捕まえてごらんなさいっ!~意地っ張り令嬢と俺様侯爵の溺愛攻防戦~

「あ、ありがとう。ランス」

「ったく、そんなに心配する必要なんてないというのに。いいか?ベルフォンヌ様は、お前に対して辛辣な話をするために呼ぶわけじゃない。噂が本当ならば、もっと早くに私たちの婚約を潰しているだろう。なぜならば彼女にはそれだけの力があるからな。それに裏でめそめそ泣くような人ではない。まあ、実際会って話をしてみれば分かると思うが」

「……そうなの?」

「ああ。でなければまだ齢二十という年にもかかわらず、外交での功績を残すことはできないだろう。……彼女は私も驚くほどに素晴らしいお人だよ、自信に満ち溢れ、何事にも恐れずに向かっていく根性は大したものだ」

そう言ってランスは優しい笑みを零す。


なぜかまた、チクリと胸が痛んだ。

王女であるベルフォンヌ様を、いくらそこにいないとはいえ"彼女"と呼ぶことができるのは、それだけベルフォンヌ様と信頼関係が築かれているからだ。

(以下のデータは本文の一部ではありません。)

PR #3387, opened 2016-05-24
Add closed_motions_count to group

HSalmon:
Addresses: https://github.com/loomio/loomio/issues/3334

### DIFF
--- a/spec/models/discussion_spec.rb
+++ b/spec/models/discussion_spec.rb
@@ -1,7 +1,10 @@
 require 'rails_helper'
 
 describe Discussion do
-  let(:discussion) { create :discussion }
+  let(:user)       { create :user }
+  let(:group)      { create :group }
+  let(:discussion) { create :discussion, group: group }
+  let(:motion)     { create :motion, discussion: discussion }
 
   context "versioning" do
     before do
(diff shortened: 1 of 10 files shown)


spec/models/discussion_spec.rb
```diff
@@ -47,6 +47,31 @@
...
+    end
+
+    it "returns a count of closed motions" do
+      expect(@discussion.reload.closed_motions_count).to eq 1
+    end
+
+    it "updates correctly after motion is closed" do
+      expect {
+        @discussion.motions.create(attributes_for(:motion).merge({ author: @user })).close!
+      }.to change { @discussion.reload.motions_count }.by(1)
```
gdpelican: `@discussion.reload.closed_motions_count`?

spec/models/group_spec.rb
```diff
@@ -94,7 +94,36 @@
           @discussion.destroy
         }.to change { @group.reload.motions_count }.by(-1)
       end
+    end
+
+    describe "#closed_motions_count" do
+      before do
+        @user = create(:user)
```
gdpelican: Why not use the `let(:user) { create(:user) }` syntax we use most other places? ❔

spec/models/discussion_spec.rb
```diff
@@ -47,6 +47,31 @@
 
   end
 
+  describe "#closed_motions_count" do
+    before do
+      @user = create(:user)
```
gdpelican: (same here, why not `let(:user) { create(:user) }`?

gdpelican:
Cool, a couple nits, but looks good! 🍏

robguthrie:
nice work hannah

spec/models/group_spec.rb
HSalmon: I used this syntax because it's consistent with the other counter cache specs. Should I change it?

gdpelican:
Great work @HSalmon !

Issue #3386, opened 2016-05-24
Visiting unsubscribe link from email gives borked experience


mhjb:
![image](https://cloud.githubusercontent.com/assets/1380991/15516621/bc81d694-2247-11e6-91b7-5cb6d89a53eb.png)

I seem to be able to change my email settings without logging in. 

Once I do log in from that page, I still get the logged-out header:

![image](https://cloud.githubusercontent.com/assets/1380991/15516735/4dfc9de8-2248-11e6-97e9-3fc3fbd286d5.png)

gdpelican:
This is intended behaviour. You have the ability to change your email
settings if you have an unsubscribe token from your email, but you can't do
other things like comment or vote without logging in.

mhjb:
True!

The second bit is still a bug, I think.

mhjb:
Was that second bit fixed?

PR #3388, opened 2016-05-24
Don't prefer restricted user

gdpelican:
#3386


gdpelican:
The bad bahaviour at the moment is that if you're logged in AND have an unsubscribe token, we assume you're a restricted user, when you're actually not.

So, even if you have an unsubscribe token, you should still be treated as a full-on logged in user, if you're logged in, which primarily means seeing the logged in navbar.

HSalmon:
Just followed the same steps as the test, but works as expected. However if you visit the email settings page when logged out, it looks like this:

screen shot 2016-05-25 at 4 14 10 pm

I'm wondering if we should redirect logged out users who hit that route ❔

gdpelican:
Sweet, I've added that.

Issue #3373, opened 2016-05-18
Ask to join button disappears after you click ask to join


mhjb:
Weird thing. I'm a member of two groups, from /explore I click on an attractive looking group. The Ask to Join Group button flashes up briefly, but then disappears.

Maybe I already asked to join but forgot I did? In which case it would be nicer if the button was visible but disabled, and the text changed 'Membership request pending'.

gdpelican:
I'll grab this.

PR #3389, opened 2016-05-24
Disable ask to join if membership requested already

gdpelican:
#3373


gdpelican:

そしてベルフォンヌ様を語る際に零れたその笑みもまた、普段では見られないランスのもうひとつの顔。

きっとベルフォンヌ様と一緒にいるときには、自然と出ているのだろうと思う。

「……ねえ、ランス」

「なんだ?」

「どうしてランスはベルフォンヌ様との結婚を受け入れなかったの?国王様はランスとベルフォンヌ様が結婚なさることを望まれていたのでしょう?ランスにとっても悪い話でもないのに、どうして?」

ランスの優しい表情を見てしまったからだろうか。

つい前々から心の中で思っていたことが、そう口から溢れ出てしまった。


私の言葉を聞くや否やランスの顔から笑みが消える。